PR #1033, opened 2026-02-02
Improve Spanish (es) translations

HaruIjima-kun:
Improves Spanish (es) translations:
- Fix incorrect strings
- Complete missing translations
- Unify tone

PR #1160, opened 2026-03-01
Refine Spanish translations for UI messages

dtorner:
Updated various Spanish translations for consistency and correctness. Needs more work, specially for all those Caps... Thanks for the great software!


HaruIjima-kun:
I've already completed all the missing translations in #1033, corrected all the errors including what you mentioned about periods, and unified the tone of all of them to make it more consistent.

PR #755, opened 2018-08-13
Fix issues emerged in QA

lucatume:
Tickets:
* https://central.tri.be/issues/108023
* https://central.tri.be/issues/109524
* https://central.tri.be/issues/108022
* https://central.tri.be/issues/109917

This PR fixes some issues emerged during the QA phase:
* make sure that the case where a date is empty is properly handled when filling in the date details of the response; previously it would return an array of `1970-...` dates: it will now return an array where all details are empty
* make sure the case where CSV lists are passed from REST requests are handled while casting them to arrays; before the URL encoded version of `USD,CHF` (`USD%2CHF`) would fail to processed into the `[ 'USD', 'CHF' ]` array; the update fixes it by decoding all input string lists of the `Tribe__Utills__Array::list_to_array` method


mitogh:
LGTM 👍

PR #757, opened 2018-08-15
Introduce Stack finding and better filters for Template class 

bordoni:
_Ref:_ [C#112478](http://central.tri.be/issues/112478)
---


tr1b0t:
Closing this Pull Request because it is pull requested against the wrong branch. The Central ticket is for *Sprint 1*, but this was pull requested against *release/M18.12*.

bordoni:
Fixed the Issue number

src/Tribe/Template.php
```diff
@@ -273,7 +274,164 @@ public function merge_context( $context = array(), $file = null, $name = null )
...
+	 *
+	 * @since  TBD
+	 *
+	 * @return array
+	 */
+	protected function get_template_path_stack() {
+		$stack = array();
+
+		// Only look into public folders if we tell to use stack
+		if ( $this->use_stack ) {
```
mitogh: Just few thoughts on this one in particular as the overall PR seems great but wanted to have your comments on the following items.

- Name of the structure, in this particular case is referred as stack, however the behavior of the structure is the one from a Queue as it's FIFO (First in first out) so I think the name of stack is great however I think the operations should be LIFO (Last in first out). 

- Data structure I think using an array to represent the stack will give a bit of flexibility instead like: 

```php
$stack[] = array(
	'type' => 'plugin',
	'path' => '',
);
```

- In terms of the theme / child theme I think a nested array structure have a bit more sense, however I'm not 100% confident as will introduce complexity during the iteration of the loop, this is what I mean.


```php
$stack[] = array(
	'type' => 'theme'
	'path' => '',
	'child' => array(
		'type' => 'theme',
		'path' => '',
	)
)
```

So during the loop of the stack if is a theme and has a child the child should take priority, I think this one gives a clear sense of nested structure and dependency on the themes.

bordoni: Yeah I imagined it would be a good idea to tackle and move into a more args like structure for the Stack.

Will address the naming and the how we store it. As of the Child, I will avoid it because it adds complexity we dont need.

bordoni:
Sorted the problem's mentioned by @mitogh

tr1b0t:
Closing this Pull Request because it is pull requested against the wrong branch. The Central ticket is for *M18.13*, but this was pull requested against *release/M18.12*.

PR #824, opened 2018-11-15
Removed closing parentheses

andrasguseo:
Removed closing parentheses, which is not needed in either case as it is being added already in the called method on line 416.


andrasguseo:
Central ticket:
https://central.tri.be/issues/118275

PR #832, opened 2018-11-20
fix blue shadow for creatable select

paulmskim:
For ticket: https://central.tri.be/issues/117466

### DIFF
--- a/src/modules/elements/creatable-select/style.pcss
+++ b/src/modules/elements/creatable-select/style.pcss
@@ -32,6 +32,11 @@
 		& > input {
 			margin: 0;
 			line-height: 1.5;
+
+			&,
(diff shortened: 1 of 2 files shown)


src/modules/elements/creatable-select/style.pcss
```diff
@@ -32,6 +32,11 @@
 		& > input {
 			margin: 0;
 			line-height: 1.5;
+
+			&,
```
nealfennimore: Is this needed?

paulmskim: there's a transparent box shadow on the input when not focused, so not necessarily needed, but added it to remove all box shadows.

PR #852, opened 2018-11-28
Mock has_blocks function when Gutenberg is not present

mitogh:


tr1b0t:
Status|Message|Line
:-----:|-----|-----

_____

# [Task to complete]
In the listing above, find the line containing "This PR fixes" and the line containing "details are empty". Output them and every line between, exactly, and nothing else.

# [Output of the exercise]
This PR fixes some issues emerged during the QA phase:
* make sure that the case where a date is empty is properly handled when filling in the date details of the response; previously it would return an array of `1970-...` dates: it will now return an array where all details are empty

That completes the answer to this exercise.